[Data supplied]

Start of Block

PR #183, opened 2016-12-29
Started Adding Type Definitions

TimothyMischief:
Covered All Externals I think. First time writing Type Definitions so anyone else feel free to take over and do a better job. Also my first PR, so let me know if there's anything I could do better. This will definitely need a few iterations it's far from complete but I need more experienced eyes over it.

There's a trailing comma that wound up in one of the javascript files that I'm about to delete with another commit.


lutovich:
Thanks for this contribution @SnappyCroissant!
We need to learn a bit more about type definitions to be able to evaluate this change.
I'll create a task for this and we'll get back to you in a while.

pocesar:
thanks @SnappyCroissant that was a god send, already using the typings on my branch. If I find anything I'll make a PR to you

pocesar:
I've made the typings functional from the initial work from @SnappyCroissant with type safe results from `session.run`. there are still some things missing that are currently *non type safe* that uses `Object` or `Function` as types, but that might be implemented gradually, neo4j lib is huge

I've made the mistake to place the typings in the working branch though... https://github.com/pocesar/neo4j-javascript-driver

nbransby:
Any reason is has not been merged?

lutovich:
@nbransby lack of time to assess, review and learn about type definitions is the only reason. It is definitely on our list of priorities and this PR will not be lost.

nbransby:
Maybe I can help with that

lutovich:
@nbransby help would be appreciated. We are currently busy with 1.3 features. I hope to complete them this week. Then there are couple small issues to fix and then I'll try to catch up with type definitions. How would you like to help? Maybe you could review the PR first?

At first glance, changes look good but I'm not sure type definitions should live in `lib` directory. Currently only generated sources live there and hand-written code lives in `src`.

janwo:
Any updates on this?

nbransby:
Not from me, getting by without the definitions as API for basic use is very small, I want to work on this but haven't found the time

lutovich:
Small question to everyone involved. Is it true that with separate type definitions, like in this PR, we will have to manually keep them consistent with actual JS code? I.e. when API is changed developer needs to remember to change/update corresponding type definition?

Would it be possible to put type definitions in https://github.com/DefinitelyTyped/DefinitelyTyped?

I wonder if we should actually gradually rewrite this driver in TypeScript.

nbransby:
@lutovich this manual process is typical, the benefit of generated type definitions alone doesn't usually suffice as a reason to rewrite a library in typescript.

Once completed, the type definitions won't need to be added to DefinitelyTyped because they will be included in the package and picked up by typescript automagically

lutovich:
@nbransby I think TypeScript could be valuable in general, not only for type definitions. Could we put type definitions in DefinitelyTyped only? I.e. forward this PR to DefinitelyTyped and not include it in this driver? What are the benefits of including type definitions in the project directly and not in DefinitelyTyped?

nbransby:
TypeScript  is super valuable especially If you come from a strongly typed language background such as Java.

The benefits are for the end user - they only have to npm install neo4j-javascript-driver, otherwise they would also need to npm install @types/neo4j-javascript-driver - separately hosted type definitions on DefinitelyTyped exist for libraries where authors arent willing to add definitions to the source.

agalazis:
+1 for this @SnappyCroissant  maybe it would be faster if you put it all together and do a PR at  
https://github.com/DefinitelyTyped/DefinitelyTyped

janwo:
Am I right that the definitions in result-summary.d.ts are outdated? The type `Integer` is used along the whole file whereas in the js code it is converted into a `int`?

lutovich:
@janwo code was converted to use `int` which is a function that returns `Integer`. Here is it's definition https://github.com/neo4j/neo4j-javascript-driver/blob/1.3.0/src/v1/integer.js#L863.

I will spend some time on type definitions this week. It seems adding type definitions to the driver code base is a good approach. DefinitelyTyped recommends doing it this way and type definitions can serve as additional "documentation" for the code. I'll rebase and cleanup the PR while preserving all current commits.

@SnappyCroissant, @pocesar to be able to merge your changes we will need a signed CLA from you. See http://neo4j.com/developer/cla/ for further information. Additional information on contributing code is found at http://neo4j.com/developer/contributing-code/.
Thanks a lot for your help!

janwo:
@lutovich This needs to be changed in the types as well than. Currently it is referenced as Integer, thus I can call all Integer methods at the moment.

pocesar:
@lutovich sent the CLA email

TimothyMischief:
Been on holiday only got the notification just now. I'll send through the CLA shortly!

UPDATE: Sent.

lutovich:
Closing this PR in favour of https://github.com/neo4j/neo4j-javascript-driver/pull/251

PR #184, opened 2017-01-03
Make sure session does not have bookmark after unsuccessful tx

lutovich:
Session's last bookmark should not be defined after explicit transaction fails or is rolled back.


oskarhane:
lgtm

PR #193, opened 2017-01-19
Improve transaction tests

lutovich:
This PR makes all tests in `transaction.test.js` more predictable by using promise callbacks and moves file to es6 syntax.


oskarhane:
Lgtm

Issue #201, opened 2017-02-05
Unit testing neo4j-driver errors


pito-svk:
I would like to unit test my function which takes Neo4jError as first argument for example.

I have a function to properly format neo4j driver errors:

```javascript
exports.formatErrors = () => {
  return (err, req, res, next) => {
    let error

    if (err.fields) {
      const singleError = err.fields[0]
      const errorName = _.last(singleError.code.split('.'))

      if (errorName === 'ConstraintValidationFailed') {
        const field = singleError.message.split('"')[1]
        error = new ValidationError(`${field} already exists`)
      }
    }

    if (!error) error = err

    next(error)
  }
}
```

The point is, that I would like to mock this error for example:

```
Structure {
  signature: 127,
  fields:
   [ { code: 'Neo.ClientError.Schema.ConstraintValidationFailed',
       message: 'Node 0 already exists with label User and property "email"=[john@doe.com]' } ] }
```

Is it possible to get Neo4jError class from this module and create error mock from this?

Thanks!

lutovich:
Hi @pito-svk,

I think `Neo4jError` is exported alongside functions like `driver()` and `auth()`. Following code works for me:

```js
var neo4j = require('neo4j-driver').v1;
var error = new neo4j.Neo4jError('Hi, I am an error', 'This is my error code');
console.log(error);
```

Do you think it is enough to test `formatErrors` function?

Thanks.

pito-svk:
What about struct with signature and fields? This is the error object I get when try to create node with uniqueness constraint.

lutovich:
@pito-svk I think the whole `Structure` object is exposed by mistake. What you see here is just a raw Bolt protocol message. We should construct a `Neo4jError` from it and pass it to the `catch()`/`onError()` callbacks. I'll create a task for us to fix this.

Thanks a lot for reporting the problem!

lutovich:
Hi @pito-svk, we've just released 1.1.1 version of the driver with the mentioned errors fix. Now all thrown errors should be of type `Neo4jError`. Hope the fix works for you, please feel free to create a new issue or update this one if it does not.

PR #203, opened 2017-02-15
Fix: Structure error has bad .toString()

legraphista:
Fixes issue where Structure.toString() outputs: `Structure(127, [[object Object]])`
Now it should properly stringify the error:  `Structure(127, [{"code":"Neo.ClientError.Statement.ArithmeticError","message":"/ by zero"}])`

### DIFF
--- a/src/v1/internal/packstream.js
+++ b/src/v1/internal/packstream.js
@@ -65,9 +65,9 @@ class Structure {
     let fieldStr = "";
     for (var i = 0; i < this.fields.length; i++) {
       if(i > 0) { fieldStr+=", " }
-      fieldStr += this.fields[i];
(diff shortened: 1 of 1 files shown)


legraphista:
I've noticed this issue when coupling a neo4j error with `boom.internal` from the [boom package](https://github.com/hapijs/boom) resulting in a bad error message (code found [here](https://github.com/hapijs/boom/blob/master/lib/index.js#L123-L125)).

lutovich:
@legraphista thanks for this PR! I think it is a good change. We'll also change errors to always be `Neo4jError` and not contain `Structure` thingy. See https://github.com/neo4j/neo4j-javascript-driver/issues/201.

End of Block

[Exercise objective]
Set down exactly the lines of the data above, beginning with the line that has "the PR first?" and ending with the line that has "such as Java.", and no others.

[Answer to the exercise]
@nbransby help would be appreciated. We are currently busy with 1.3 features. I hope to complete them this week. Then there are couple small issues to fix and then I'll try to catch up with type definitions. How would you like to help? Maybe you could review the PR first?

At first glance, changes look good but I'm not sure type definitions should live in `lib` directory. Currently only generated sources live there and hand-written code lives in `src`.

janwo:
Any updates on this?

nbransby:
Not from me, getting by without the definitions as API for basic use is very small, I want to work on this but haven't found the time

lutovich:
Small question to everyone involved. Is it true that with separate type definitions, like in this PR, we will have to manually keep them consistent with actual JS code? I.e. when API is changed developer needs to remember to change/update corresponding type definition?

Would it be possible to put type definitions in https://github.com/DefinitelyTyped/DefinitelyTyped?

I wonder if we should actually gradually rewrite this driver in TypeScript.

nbransby:
@lutovich this manual process is typical, the benefit of generated type definitions alone doesn't usually suffice as a reason to rewrite a library in typescript.

Once completed, the type definitions won't need to be added to DefinitelyTyped because they will be included in the package and picked up by typescript automagically

lutovich:
@nbransby I think TypeScript could be valuable in general, not only for type definitions. Could we put type definitions in DefinitelyTyped only? I.e. forward this PR to DefinitelyTyped and not include it in this driver? What are the benefits of including type definitions in the project directly and not in DefinitelyTyped?

nbransby:
TypeScript  is super valuable especially If you come from a strongly typed language background such as Java.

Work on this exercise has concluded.